More critically, LinkFinder struggles with modern JavaScript build processes. Webpack-bundled applications that use dynamic imports, environment-based configuration, or heavy string concatenation will hide endpoints from regex analysis. If your target constructs URLs like baseURL + '/' + resource + '/' + action, LinkFinder will only catch the fragments, not the complete endpoint. Obfuscated code beyond simple minification (like identifier mangling or string splitting) will similarly evade detection. The jsbeautifier normalization helps with standard minification but can't reconstruct URLs from encrypted strings or base64-encoded configuration.

The tool also has no concept of authentication or session handling. If JavaScript files are protected behind login walls or require specific cookies/headers to access, you'll need to manually download them first or configure LinkFinder with custom headers (which it supports, but requires additional setup). There's no JavaScript execution environment, so any endpoints generated at runtime by AJAX callbacks or WebSocket connections won't be discovered.

Verdict

Use if: You're conducting security assessments on web applications and need to quickly enumerate potential attack surface from JavaScript files. LinkFinder excels in bug bounty reconnaissance, penetration testing intake phases, and security audits where speed matters and you're comfortable doing manual review of results. It's particularly valuable when integrated into automated scanning pipelines or used alongside Burp Suite for comprehensive coverage. The HTML output makes it perfect for generating evidence in security reports.

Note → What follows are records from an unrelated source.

PR #20, opened 2016-01-08
adds logging, adds min PHP version, adds Datastore to index.php

bshaffer:


tmatsuo:
LGTM. The build is failing because it can not read the secret environment variables. How about to push a branch in this repo and create a PR from there?

bookshelf/web/index.php
```diff
@@ -18,14 +18,20 @@
...
 require __DIR__ . '/../src/controllers.php';
-$app['bookshelf.model'] = new CloudSql();
+
+// Cloud Storage
 $bucket = getenv('GOOGLE_STORAGE_BUCKET');
 $app['bookshelf.storage'] = new CloudStorage($bucket);
+// Cloud SQL
+$app['bookshelf.model'] = new CloudSql();
+// Cloud Datastore
+// $app['bookshelf.model'] = new Datastore($bucket);
```
tmatsuo: I noticed that you're passing $bucket to the Datastore model. Let's make it an env var.
Also how about to decide the data model backend with another env var?

bshaffer: SGTM on the env var, although when we split the steps out I think we should just uncomment stuff rather than use yet another env var.

bshaffer:
closing in favor of #21

PR #22, opened 2016-01-11
Added MongoDB backend.

tmatsuo:


bookshelf/php.ini
```diff
@@ -0,0 +1 @@
+extension=mongodb.so
```
JustinBeckwith: Curious - what's the downside to just including mongo/redis/mysql in our default php.ini?  I kind of have this goal where we don't need to override the php.ini for bookshelf :)  I don't know, maybe it's a good idea to include it just to show folks how it works.  Thoughts?

bookshelf/src/DataModel/MongoDb.php
```diff
@@ -0,0 +1,198 @@
...
+        if (false == ($namespace = getenv('MONGO_NAMESPACE'))) {
+            throw new \Exception(
+                'Set the environment variable MONGO_NAMESPACE to your '
+                . 'MongoDB namespace (in the "db.collection" format).');
+        }
+        $manager = new \MongoDB\Driver\Manager($dbUrl);
+        $this->db = new \MongoDB\Collection($manager, $namespace);
+    }
+
+    public function listBooks($limit = 10, $cursor = null)
```
JustinBeckwith: Maybe a little more giving with the comments through this function

bookshelf/src/DataModel/MongoDb.php
```diff
@@ -0,0 +1,198 @@
...
+            array_push($rows, $this->bookToArray($row));
+            $last_row = $row;
+        }
+        return array(
+            'books' => $rows,
+            'cursor' => $new_cursor,
+        );
+    }
+
+    public function create($book, $id = null)
```
JustinBeckwith: Do we typically do phpdoc headers for public functions?  I think that stuff gets fed into IDEs, so it's probably nice to be generous with type annotations and such for parameters

JustinBeckwith:
Aside from comment/phpdoc stuff, lgtm

tmatsuo:
Just made a cosmetic change

bookshelf/src/DataModel/MongoDb.php
tmatsuo: These public methods are implementations for the DataModelInterface and the interface file has comments on those methods.

bshaffer:
I think you just need to add the following to `.travis.yml`:

```yaml
service:
  - mongo
```

bookshelf/php.ini
tmatsuo: Small downside might be increased memory consumption. This can be discussed on `php-docker` repo, although I would not enable mongodb by default.

bshaffer: I would prefer us support the `ext-mongodb` directive in `composer.json` rather than enable the extension by default. But yeah, this is a conversation for `php-docker`

bookshelf/web/index.php
```diff
@@ -18,13 +18,20 @@
...
 
 $app = require __DIR__ . '/../src/app.php';
 require __DIR__ . '/../src/controllers.php';
-$app['bookshelf.model'] = new CloudSql();
+
+$db = getenv('BOOKSHELF_DATA_BACKEND');
+if ($db == 'mongodb') {
+    $app['bookshelf.model'] = new MongoDb();
+} else {
+    $app['bookshelf.model'] = new CloudSql();
```
bshaffer: I just merged in #21, so we should add a [CloudDatastore](https://github.com/GoogleCloudPlatform/getting-started-php/pull/21/files#diff-e59f036339c905e259516dfbeb2d75edR34) to this option as well, and throw an exception if the type is not valid (i.e. `BOOKSHELF_DATA_BACKEND=takashidb`)

bshaffer:
sorry, I created more work for you by merging in #21, but it should be easy to rebase and resolve:

```
git checkout master
git pull origin master
git checkout mongodb
git rebase master
# resolve conflicts and `git add` files after resolving
git rebase --continue
git push origin mongodb -f
```

bookshelf/src/DataModel/MongoDb.php
bshaffer: we *could* add a docblock with `@see DataModelInterface::listBooks` for those not using IDEs

bookshelf/src/DataModel/Datastore.php
```diff
@@ -21,9 +21,7 @@
 use Google_Service_Datastore;
 
 /**
- * Class DatastoreModel implements the DataModel with a Google Data Store.
- *
- * Incomplete and untested.
+ * Class Datastore implements the DataModel with a Google Data Store.
```
bshaffer: Haha nice catch :D

.travis.yml
```diff
@@ -36,6 +36,7 @@ env:
 
 install:
 - testing/install_test_dependencies.sh
+- echo "extension = mongodb.so" >> ~/.phpenv/versions/$(phpenv version-name)/etc/php.ini
```
bshaffer: If you use the `services` directive, it will automatically activate the extension in `php.ini`, so this line is not necessary

tmatsuo:
```
service:
  - mongodb
```
didn't work for me.

bookshelf/src/DataModel/MongoDb.php
tmatsuo: will do

.travis.yml
bshaffer: sorry, it's `services` (plural), like [here](https://github.com/bshaffer/oauth2-server-php/blob/develop/.travis.yml#L19)

tmatsuo:
Now it's green with the following lines in `.travis.yml`

```
- pecl install mongodb && /bin/true
- echo "extension = mongodb.so" >> ~/.phpenv/versions/$(phpenv version-name)/etc/php.ini
```

I will also try `services`

tmatsuo:
``
services:
    - mongodb
``
Doesn't work for me.

https://travis-ci.org/GoogleCloudPlatform/getting-started-php/jobs/101710071

I'll use pecl.

tmatsuo:
Ok, now the build is passing. 
@bshaffer Can you take another look?

bookshelf/web/index.php
```diff
@@ -29,10 +30,22 @@
...
+}
+if ($db == 'mongodb') {
+    $app['bookshelf.model'] = new MongoDb();
+} elseif ($db == 'datastore') {
+    $datasetId = getenv('GOOGLE_DATASET_ID');
+    $app['bookshelf.model'] = new Datastore($datasetId);
+} elseif ($db == 'cloudsql') {
+    $app['bookshelf.model'] = new CloudSql();
+} else {
+    throw \Exception("Invalid BOOKSHELF_DATA_BACKEND given: $db. "
```
bshaffer: the `\` is not necessary, since this file does not have a namespace

bshaffer:
LGTM!

tmatsuo:
@bshaffer Thanks. I squashed the commits and I'll merge once it's green.

PR #23, opened 2016-01-12
bug fixes for datastore

bshaffer:


bshaffer:
argh... why do I even have a fork??

PR #24, opened 2016-01-12
bug fixes for datastore

bshaffer:


bookshelf/web/index.php
```diff
@@ -24,8 +24,14 @@
 
 $app = require __DIR__ . '/../src/app.php';
 require __DIR__ . '/../src/controllers.php';
-$app['bookshelf.model'] = new CloudSql();
+
```
tmatsuo: I feel like this diff shows a diff against older file contents. I don't know why.

bshaffer: hmm yeah that isn't right. I'll look into it.

bshaffer: ok, fixed

bookshelf/src/app.php
```diff
@@ -41,7 +41,8 @@
 // turn debug on by default
 $app['debug'] = !in_array(
     getenv('BOOKSHELF_DEBUG'),
-    ['false', '', '0', 'off', 'no']
+    ['false', '', '0', 'off', 'no'],
+    true
```
tmatsuo: In my opinion, the value of `$app['debug']` must be by default `false`. `debug=true` is a dangerous configuration on prod because it may reveal your secrets (db password etc).

bshaffer: Yeah I agree, it'd be better to guide developers with our logging/debugging tools.

tmatsuo:
LGTM

PR #256, opened 2022-11-04
Use binary-only images for installing Composer

Wirone:
See: https://blog.codito.dev/2022/11/composer-binary-only-docker-images/


Wirone:
@bshaffer I believe Kokoro CI reacts to some specific changes in the repo, so the workflow is stuck here. How can we proceed with this PR?

Wirone:
I am going to close this, because of lack of feedback from the maintainers. I don't want this PR stuck on my list, I can always reopen it it there's an interest and will to merge it.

Skip if: Your target uses heavily obfuscated JavaScript that goes beyond standard minification, you need 100% precision without false positives (no regex-based tool can provide this), or you're analyzing modern frameworks where dynamic imports and runtime URL construction are prevalent. Also skip if you're looking for a point-and-click solution with zero configuration—LinkFinder requires command-line comfort and understanding of what you're looking for. In those cases, invest time in AST-based tools or manual analysis with browser DevTools.